Seeing and Hearing: Open-domain Visual-Audio Generation with Diffusion Latent Aligners

Published 27 Feb 2024 in cs.CV, cs.MM, cs.SD, and eess.AS | (2402.17723v1)

Abstract: Video and audio content creation serves as the core technique for the movie industry and professional users. Recently, existing diffusion-based methods tackle video and audio generation separately, which hinders the technique transfer from academia to industry. In this work, we aim at filling the gap, with a carefully designed optimization-based framework for cross-visual-audio and joint-visual-audio generation. We observe the powerful generation ability of off-the-shelf video or audio generation models. Thus, instead of training the giant models from scratch, we propose to bridge the existing strong models with a shared latent representation space. Specifically, we propose a multimodality latent aligner with the pre-trained ImageBind model. Our latent aligner shares a similar core as the classifier guidance that guides the diffusion denoising process during inference time. Through carefully designed optimization strategy and loss functions, we show the superior performance of our method on joint video-audio generation, visual-steered audio generation, and audio-steered visual generation tasks. The project website can be found at https://yzxing87.github.io/Seeing-and-Hearing/

Abstract PDF HTML Upgrade to Chat

References (50)

Citations (32)

View on Semantic Scholar

Summary

The paper proposes a novel diffusion latent aligner that synchronizes visual and audio modalities by leveraging a shared embedding from pre-trained models.
The method integrates pre-existing single-modality models without extensive retraining, achieving superior results in benchmarks like FVD, KVD, and AV-align.
Experiments demonstrate significant improvements in semantic coherence and fidelity of generated multimodal content, offering a versatile approach for AI-driven multimedia creation.

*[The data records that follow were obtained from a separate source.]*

PR #158, opened 2022-02-21
s/which/that/ in restrictive places

cabo:


glyn (approved):
LGTM

glyn:
Editorial change only - merged.

PR #163, opened 2022-03-07
Add proposal for handling regexps.

### LINKED ISSUE #70: Regular expressions in filters
Issue 17 [proposed](https://github.com/ietf-wg-jsonpath/draft-ietf-jsonpath-jsonpath/issues/17#issuecomment-797044615) regular expressions in filters, which is supported by [several implementations](https://cburgmer.github.io/json-path-comparison/results/filter_expression_with_regular_expression.html) of JSONPath. This raises two questions:

1. What is the precise syntax of regular expressions?
2. How should [ReDOS attacks](https://github.com/ietf-wg-jsonpath/draft-ietf-jsonpath-jsonpath/issues/25#issuecomment-700801725) be mitigated?

One approach which addresses both these questions would be to adopt [RE2 syntax](https://github.com/google/re2/wiki/Syntax) as discussed in [ReDOS attacks](https://github.com/ietf-wg-jsonpath/draft-ietf-jsonpath-jsonpath/issues/25#issuecomment-700801725), although not all languages may yet have support for RE2.

cabo:
Close #70

### DIFF
--- a/draft-ietf-jsonpath-base.md
+++ b/draft-ietf-jsonpath-base.md
@@ -1066,7 +1066,7 @@ Notes:
   side of `=~` are as defined in {{-iregexp}}.
   Regular expression tests can be applied to JSON string values
   ({{Section 7 of -json}}) only
-  (on the left-hand side of `=~`).
+  (on the left-hand side of `=~`); they yield false otherwise.
 * Alphabetic characters in ABNF are case-insensitive, so "e" can be either "e" or "E".
 * false, null, true are lower-case only (case-sensitive).
 
--- a/draft-ietf-jsonpath-base.md
+++ b/draft-ietf-jsonpath-base.md
@@ -401,6 +401,9 @@ to the JSONPath processing (e.g., index values and steps) MUST be
 within the range of exact values defined in I-JSON {{-i-json}}, namely
 within the interval \[-(2<sup>53</sup>)+1, (2<sup>53</sup>)-1]).
 
+To be valid, strings on the right hand side of the `=~` regex matching
+operator need to conform to {{-iregexp}}.
+
 The well-formedness and the validity of JSONPath queries are independent of
 the JSON value the query is applied to; no further errors can be
 raised during application of the query to a value.
--- a/draft-ietf-jsonpath-base.md
+++ b/draft-ietf-jsonpath-base.md
@@ -113,6 +113,7 @@ normative:
   RFC8259: json
   RFC7493: i-json
   RFC6838: media-types-reg
+  I-D.draft-bormann-jsonpath-iregexp: iregexp
 
 venue:
   group: JSON Path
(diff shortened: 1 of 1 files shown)


draft-ietf-jsonpath-base.md
```diff
@@ -1047,21 +1048,25 @@ null         = %x6e.75.6c.6c                          ; null
...
 * A member or element value by itself in a Boolean context is
   interpreted as `false` only if it does not exist.
   Otherwise it is interpreted as `true`.
   To be more specific about the actual value, explicit comparisons are necessary. This existence test — as an exception to the general rule — also works with structured values.
-* Regular expression tests can be applied to `string` values only.
+* The regular expressions in the string-literals on the right-hand
+  side of `=~` are as defined in {{-iregexp}}.
+  Regular expression tests can be applied to JSON string values
+  ({{Section 7 of -json}}) only
+  (left-hand side of `=~`).
```
glyn, line 1069:
```suggestion
  (on the left-hand side of `=~`).
```

draft-ietf-jsonpath-base.md
```diff
@@ -1047,21 +1048,25 @@ null         = %x6e.75.6c.6c                          ; null
...
-* Types are not implicitly converted in comparisons.
+* Data types are not implicitly converted in comparisons.
   So `"13 == '13'"` selects no node.
 * A member or element value by itself in a Boolean context is
   interpreted as `false` only if it does not exist.
   Otherwise it is interpreted as `true`.
   To be more specific about the actual value, explicit comparisons are necessary. This existence test — as an exception to the general rule — also works with structured values.
-* Regular expression tests can be applied to `string` values only.
+* The regular expressions in the string-literals on the right-hand
+  side of `=~` are as defined in {{-iregexp}}.
```
glyn, line 1066: Given that the iregexp syntax is not specified in this document, should we clarify what happens if the provided regex doesn't conform to iregexp syntax? I would expect a syntax error rather than some kind of non-matching behaviour.

draft-ietf-jsonpath-base.md
glyn, line 1069: What happens when there is a path on the LHS which does not identify a string? I presume the regex result is `false`, but the spec needs to be explicit.

glyn (changes requested):
Thanks for starting this. I suggested a few improvements.

draft-ietf-jsonpath-base.md
cabo: Indeed.  See 
d674175

draft-ietf-jsonpath-base.md
cabo: Good point.  See 
f07f023

cabo:
Anything else we expect to merge for this I-D deadline?
If not, I'd like to submit.

goessner:
great ,,, thanks.

PR #412, opened 2023-02-28
Apply the same rules to function expressions as to non-function expressions

glyn:
By consistently applying the same rules for non-function expressions to function expressions, implicit type conversion (or at least such language) of function expressions and type conversion functions are not needed.

The rules are:
* Non-emptiness of nodelists constitutes an existence test in a test expression.
* A single-node nodelist represents the value of its node when used in comparisons.

This change increases referential transparency in that certain kinds of expressions with the same result may be used interchangeably.

Fixes https://github.com/ietf-wg-jsonpath/draft-ietf-jsonpath-base/issues/404
Fixes https://github.com/ietf-wg-jsonpath/draft-ietf-jsonpath-base/issues/405

### DIFF
--- a/draft-ietf-jsonpath-base.md
+++ b/draft-ietf-jsonpath-base.md
@@ -1113,8 +1113,10 @@ When a function is defined, it is given a unique name, and its return value and 
 The type system is limited in scope; its purpose is to express
 restrictions that, without functions, are implicit in the grammar of
 filter expressions.
-The type system also guides conversions ({{type-conv}}) that mimic the
-way different kinds of expressions are handled in the grammar when
+The type system is supported by the two conversion functions `exist`
+and `value` (see Sections {{<exist-fn}} and {{<value-fn}}), which enable
+explicitly performing transitions between different types, mimicking
+the way different kinds of expressions are handled in the grammar when
 function expressions are not in use.
 
 #### Syntax
@@ -1166,20 +1168,18 @@ logical-not-op      = "!"               ; logical NOT operator
 A test expression
 either tests the existence of a node
 designated by an embedded query (see {{extest}}) or tests the
-result of a function expression (see {{fnex}}).
-In the latter case, if the function result type is declared as
-`LogicalType` (see {{typesys}}), it tests whether the result
-is `LogicalTrue`; if the function result type is declared as
-`NodesType`, it tests whether the result is non-empty.
-If the declared function result type is `ValueType`, its use in a
-test expression is not well-typed.
+result of a function expression of declared type `LogicalType` (see
+{{fnex}}).
+In the latter case, the test expression tests whether the function
+result is `LogicalTrue`.
+If the declared function result type is any other than `LogicalType`,
+its use in a test expression is not well-typed.
 
 ~~~ abnf
 
 test-expr           = [logical-not-op S]
                       (filter-path /  ; path existence/non-existence
-                       function-expr) ; LogicalType or
-                                      ; NodesType
+                       function-expr) ; LogicalType
 filter-path         = rel-path / json-path
 rel-path            = current-node-identifier segments
 current-node-identifier = "@"
@@ -1190,15 +1190,16 @@ Comparison expressions are available for comparisons between primitive
 values (that is, numbers, strings, `true`, `false`, and `null`).
 These can be obtained via literal values; Singular Paths, each of
 which selects at most one node the value of which is then used; and
-function expressions (see {{fnex}}) of type `ValueType` or
-`NodesType` (see {{type-conv}}).
+function expressions (see {{fnex}}) of type `ValueType`.
+If the declared function result type is any other than `ValueType`,
+its use in a comparison expression is not well-typed.
 
 ~~~~ abnf
 comparison-expr     = comparable S comparison-op S comparable
 literal             = number / string-literal /
                       true / false / null
 comparable          = literal /
-                      singular-path /   ; Singular Path value
+                      singular-path /   ; Singular Path -> value
                       function-expr  ; ValueType
 comparison-op       = "==" / "!=" /
                       "<=" / ">=" /
@@ -1450,10 +1451,13 @@ function-argument   = literal /
                       function-expr
 ~~~
 
-A function argument is a `filter-path` or a `comparable`.
+A function argument is a `filter-path` (which yields a `NodesType`), a
+literal (which yields a `ValueType`), or a function expression (which
+yields the declared type of the function named).
 
-According to {{filter-selector}}, a `function-expr` is valid as a `filter-path`
-or a `comparable`.
+According to {{filter-selector}}, a `function-expr` is valid as part of
+a test expression (if the declared type is `NodesType`) or as a
+`comparable` (if the declared type is `ValueType`).
 
 Any function expressions in a query must be well-formed (by conforming to the above ABNF)
 and well-typed,
@@ -1499,22 +1503,6 @@ The abstract instances above can be obtained from the concrete representations i
 | `Nodes(nl)`       | A list of zero or more nodes, e.g., from a `filter-path` resulting in the nodelist `nl`, which may or may not be empty  |
 {: #tbl-typerep title="Concrete representations of abstract instances"}
 
-### Type Conversions {#type-conv}
-
-The following type conversions may occur:
-
-* Where an expression with a declared type of `NodesType` needs to be
-  converted to a `ValueType`, the conversion proceeds as follows:
-  * If the nodelist contains a single node, the conversion result is
-    the value of the node.
-  * If the nodelist is empty or contains multiple nodes, the
-    conversion result is `Nothing`.
-* Where a member of `NodesType` needs to be converted to a
-  `LogicalType`, the conversion proceeds as follows:
-  * If the nodelist contains one or more nodes, the conversion result
-    is `LogicalTrue`.
-  * If the nodelist is empty, the conversion result is `LogicalFalse`.
-
 The well-typedness of function expressions can now be defined in terms of this type system.
 
 ### Well-Typedness of Function Expressions
@@ -1522,11 +1510,9 @@ The well-typedness of function expressions can now be defined in terms of this t
 A function expression is well-typed if all of the following are true:
 
 * If it occurs directly in a test expression, the function is declared
-  to have a result type of `LogicalType`, or (conversion applies)
-  `NodesType`.
+  to have a result type of `LogicalType`.
 * If it occurs directly as a `comparable` in a comparison, the
-  function is declared to have a result type of `ValueType`, or
-  (conversion applies) `NodesType`.
+  function is declared to have a result type of `ValueType`.
 * Otherwise, it occurs as an argument in another function
   expression, and the following rules for function arguments apply to
   its declared result type.
@@ -1536,36 +1522,80 @@ A function expression is well-typed if all of the following are true:
    * The argument is a literal primitive value and the defined type of the parameter is `ValueType`.
    * The argument is a Singular Path or `filter-path` (which includes
      Singular Paths), or a function expression with declared result
-     type `NodesType`.  Where the declared type of the parameter is
-     not `NodesType`, a conversion applies.
+     type `NodesType`.
 
-#### Conversion example
-{:unnumbered}
+{{tab-exist-value}} summarizes how the two conversion functions can be
+used to make use of functions returning nodelists, using a
+hypothetical function `fn` of declared type `NodesType`: The table
+gives the result of the conversion function, and the effect of that
+result on the expression given. (`fn` is a hypothetical function
+extension that takes and results in `NodesType`; this function will
+also be used in example further below.)
 
-While functions returning `NodesType` can appear in both comparisons and test expressions,
-path authors must be aware of the conversions and the potential outcomes.
-Specifically, nodelists convert to values and logicals according to {{tbl-typeconv}}:
 
-| Function return        | Converted as Value    | Converted as Logical |
-| :-:                    | :-:                   | :-:                  |
-| empty nodelist         | `Nothing`             | `LogicalFalse`       |
-| single-node nodelist   | the node's JSON value | `LogicalTrue`        |
-| multiple-node nodelist | `Nothing`             | `LogicalTrue`        |
-{: #tbl-typeconv title="Conversion of nodelists to values and logicals"}
-
-For example, given a function `myfunc()` of declared result type
-`NodesType`, the following filter expressions are both valid but can
-have different and unexpected results:
-
-| function result        | `myfunc(@.a)` evaluation (as a test expression)                              | `myfunc(@.a)==42` evaluation (in a comparison)                                |
-| :-:                    | :-                                                                           | :-                                                                            |
-| empty nodelist         | The nodelist is converted to `LogicalFalse`.<br>The expression result is false. | The empty nodelist is converted to `Nothing`.<br>The expression result is false. |
-| single-node nodelist   | The nodelist is converted to `LogicalTrue`.<br>The expression result is true.   | The nodelist is converted to the node's value.<br>The expression result is true. |
-| multiple-node nodelist | The nodelist is converted to `LogicalTrue`.<br>The expression result is true.   | The nodelist is converted to `Nothing`.<br>The expression result is false.       |
+| fn(...) result         | `exist(fn(@..a))` evaluation (as a test expression) | `value(fn(@..a))==42` evaluation (in a comparison)             |
+| :-:                    | :-                                                  | :-                                                             |
+| empty nodelist         | `LogicalFalse`.<br>The test fails.                     | `Nothing`.<br>The expression result is false.                     |
+| single-node nodelist   | `LogicalTrue`.<br>The test succeeds.                   | The node's value.<br>The expression result is true if that is 42. |
+| multiple-node nodelist | `LogicalTrue`.<br>The test succeeds.                   | `Nothing`.<br>The expression result is false.                     |
+{: #tab-exist-value title="Using a function returning a `NodesType` in
+test expressions and comparisons"}
 
 Note that a multiple-node nodelist result is deemed `LogicalTrue` in
-the test expression, but cannot be used for conversion to a single
-value and thus feeds a comparison with `Nothing`.
+the test expression, but cannot be used for obtaining a single
+value and thus feeds the comparison expression with `Nothing`.
+
+
+### `exist` Function Extension {#exist-fn}
+
+Parameters:
+: 1. `NodesType`
+
+Result:
+: `LogicalType`
+
+The "exist" function extension returns `LogicalTrue` if the nodelist
+given consists of at least one node, `LogicalFalse` otherwise:
+
+~~~ JSONPath
+$[?exist(fn(@.*.price))]
+~~~
+
+The effect of the `exist` function is similar to the existence test
+that is performed when a query expression is directly used in a test
+expression:
+If the nodelist contains one or more nodes, the result is
+`LogicalTrue`.
+If the nodelist is empty, the result is `LogicalFalse`.
+
+
+### `value` Function Extension {#value-fn}
+
+Parameters:
+: 1. `NodesType`
+
+Result:
+: `ValueType`
+
+The "value" function extension provides a way to obtain the value of a
+node in a single-element nodelist and make that available for further
+processing in the filter expression:
+
+~~~ JSONPath
+$[?value(fn(@.*.price)) >= 7.99]
+~~~
+
+Its only argument is a nodelist.
+If the nodelist contains a single node, the result is the value of the node.
+If the nodelist is empty or contains multiple nodes, the result is `Nothing`.
+
+The effect of the `value` function is similar to the extraction of a
+node value that is performed when a query expression is used as either
+side of a comparison operator.  These query expressions, however, are
+syntactically limited to singular paths.  Here, the argument might be
+a nodelist with multiple nodes: it would be confusing to notate
+queries such as `fn(@..a) == fn(@..b)` without explicit indication
+that an extraction of a single value takes place at either side.
 
 
 ### `length` Function Extension {#length}
@@ -1680,9 +1710,9 @@ substring exists and `LogicalFalse` otherwise.
 | `$[?length(@.*) < 3]` | not well-typed since `@.*` is a non-singular path |
 | `$[?count(@.*) == 1]` | well-typed |
 | `$[?count(1) == 1]` | not well-typed since `1` is not a path  |
-| `$[?count(foo(@.*)) == 1]` | well-typed, where `foo` is a function extension with a parameter of type `NodesType` and result type `NodesType` |
+| `$[?count(fn(@.*)) == 1]`  | well-typed, where `fn` is a function extension with a parameter of type `NodesType` and result type `NodesType` |
 | `$[?match(@.timezone, 'Europe/.*')]`         | well-typed |
-| `$[?match(@.timezone, 'Europe/.*') == true]` | not well-typed as JSONPath logicals may not be used in comparisons |
+| `$[?match(@.timezone, 'Europe/.*') == true]` | not well-typed as `LogicalType` may not be used in comparisons |
 {: title="Function expression examples"}
 
 ## Segments  {#segments-details}
--- a/draft-ietf-jsonpath-base.md
+++ b/draft-ietf-jsonpath-base.md
@@ -1456,7 +1456,7 @@ literal (which yields a `ValueType`), or a function expression (which
 yields the declared type of the function named).
 
 According to {{filter-selector}}, a `function-expr` is valid as part of
-a test expression (if the declared type is `NodesType`) or as a
+a test expression (if the declared type is `LogicalType`) or as a
 `comparable` (if the declared type is `ValueType`).
 
 Any function expressions in a query must be well-formed (by conforming to the above ABNF)
@@ -1519,10 +1519,9 @@ A function expression is well-typed if all of the following are true:
 * Each argument of the function can be used for the declared type of the corresponding declared
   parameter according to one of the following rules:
PR #413, opened 2023-03-03
Sharpen up the absence of syntactical representations

glyn:
There are some syntactical representations, e.g.:

* LogicalTrue can be represented by (1==1).
* LogicalFalse can be represented by (1==0).
* Nothing can be represented by a query that always returns the empty nodelist, such as $[?1==0].

But these are somewhat circuitous rather than direct.

See https://github.com/ietf-wg-jsonpath/draft-ietf-jsonpath-base/pull/403#discussion_r1122546568

### DIFF
--- a/draft-ietf-jsonpath-base.md
+++ b/draft-ietf-jsonpath-base.md
@@ -1484,10 +1484,10 @@ Notes:
 * `ValueType` is an abstraction of a JSON value or `Nothing`.
 * `LogicalType` is an abstraction of the result of a `logical-expr`.
   Its two instances, `LogicalTrue` and `LogicalFalse`, are not related to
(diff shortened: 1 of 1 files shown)


glyn:
@cabo I also considered deleting the statements about there being no (direct) syntactical representation of the values of certain types because I'm not sure they add much. The text in this PR adds an air of mystery - what are "direct syntactical representations"? WDYT?

cabo (approved):
This is obviously an improvement.
We also could say "literals", but then we would assume knowledge about this programming language construct.
So I think this should simply be merged.

gregsdennis:
I'm not sure how "direct" clarifies "syntactical representation."  Either something can be represented in the syntax or it can't.

Merge if you like.

PR #414, opened 2023-03-03
Explicit conversions with single node type (variant of #410)

glyn:
This is a variant of https://github.com/ietf-wg-jsonpath/draft-ietf-jsonpath-base/pull/410

PR #415, opened 2023-03-03
Add SingleNodeType (variant of #410, equivalent to #414)

glyn:
This avoids the surprise factor when the value() function is passed a multiple-node nodelist.

This is a PR on the branch for [PR ](https://github.com/ietf-wg-jsonpath/draft-ietf-jsonpath-base/pull/410). See also https://github.com/ietf-wg-jsonpath/draft-ietf-jsonpath-base/pull/414 which rolls the two together as a single PR.

### DIFF
--- a/draft-ietf-jsonpath-base.md
+++ b/draft-ietf-jsonpath-base.md
@@ -733,15 +733,17 @@ HEXDIG              = DIGIT / "A" / "B" / "C" / "D" / "E" / "F"
 
 Note: `double-quoted` strings follow the JSON string syntax ({{Section 7 of RFC8259}});
 `single-quoted` strings follow an analogous pattern ({{syntax-index}}).
-No attempt was made to improve on this syntax, so characters with
-scalar values above 0x10000, such as <u format="num-lit-name">🤔</u>, need to be represented
+No attempt was made to improve on this syntax, so if it is desired to
+escape characters with
+scalar values above 0x10000, such as <u format="num-lit-name">🤔</u>,
+they need to be represented
 by a pair of surrogate escapes (`"\uD83E\uDD14"` in this case).
 
 #### Semantics
 {: unnumbered}
 
 A `name-selector` string MUST be converted to a
-member name M by removing the surrounding quotes and
+member name `M` by removing the surrounding quotes and
 replacing each escape sequence with its equivalent Unicode character, as
 in the table below:
 
@@ -760,15 +762,15 @@ in the table below:
 {: title="Escape Sequence Replacements" cols="c c"}
 
 Applying the `name-selector` to an object node
-selects a member value whose name equals the member name M,
+selects a member value whose name equals the member name `M`,
 or selects nothing if there is no such member value.
 Nothing is selected from a value that is not an object.
 
-Note that processing the name selector requires comparing the member name string M
+Note that processing the name selector requires comparing the member name string `M`
 with member name strings in the JSON to which the selector is being applied.
 Two strings MUST be considered equal if and only if they are identical
 sequences of Unicode scalar values. In other words, normalization operations
-MUST NOT be applied to either the member name string M from the JSONPath or to
+MUST NOT be applied to either the member name string `M` from the JSONPath or to
 the member name strings in the JSON prior to comparison.
 
 #### Examples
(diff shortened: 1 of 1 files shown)


draft-ietf-jsonpath-base.md
```diff
@@ -1521,29 +1527,43 @@ A function expression is well-typed if all of the following are true:
   parameter according to one of the following rules:
    * The argument is a function expression with declared result type that is the same as the declared type of the parameter.
    * The argument is a literal primitive value and the declared type of the parameter is `ValueType`.
+   * The argument is a Singular Path and the declared type of the parameter is `SingleNodeType`.
    * The argument is a Singular Path or `filter-path` (which includes
      Singular Paths) and the declared type of the parameter is `NodesType`.
 
-{{tab-exist-value}} summarizes how the two conversion functions can be
-used to make use of functions returning nodelists, using a
+{{tab-exist-value}} summarizes how the two conversion functions behave
```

Open-domain Visual-Audio Generation with Diffusion Latent Aligners

Introduction

The paper addresses the challenge of open-domain visual-audio generation, aiming to create synchronized video and audio content. This task has significant implications for content creation, enhancing multimedia experiences across various domains. The authors navigate the complexities of generating multimodal content by leveraging pre-existing, high-performance, single-modality generation models. They introduce an innovative approach that unifies these models through a shared latent representation space, facilitated by a Multimodality Latent Aligner built upon the ImageBind model. This work stands out by offering a versatile and resource-efficient solution to the joint visual-audio generation problem, showcasing notable improvements over existing methods.

Methods

Problem Formulation

The authors propose an optimization framework that integrates different modalities into a coherent generation process without requiring large-scale dataset training for new modalities. The process hinges on the concept of a Diffusion Latent Aligner, which uses the shared embedding space of ImageBind to guide the generation towards alignment with input conditions. This aligner acts during the denoising steps of the diffusion process, modifying latent variables to ensure compatibility between generated video and audio, or between any input and target modalities.

Diffusion Latent Aligner

The core of their method, the Diffusion Latent Aligner, operates by injecting alignment information during the generative process. It achieves this by measuring the distance between the generated content and the input condition within the ImageBind embedding space, then using this distance as feedback to adjust the generation trajectory. This approach represents a significant technical innovation, as it directly leverages the multimodal nature of the ImageBind model without additional resource-intensive retraining.

Experiments

The authors conduct comprehensive experiments to validate their framework, covering scenarios like video-to-audio, audio-to-video, joint video-audio generation, and image-to-audio generation. Through these experiments, the framework demonstrated its superiority in generating aligned and high-quality multimodal content. The results show significant improvements in benchmarks such as Frechet Video Distance (FVD), Kernel Video Distance (KVD), audio-video alignment (AV-align), among others, indicating enhanced fidelity and semantic coherence in generated content.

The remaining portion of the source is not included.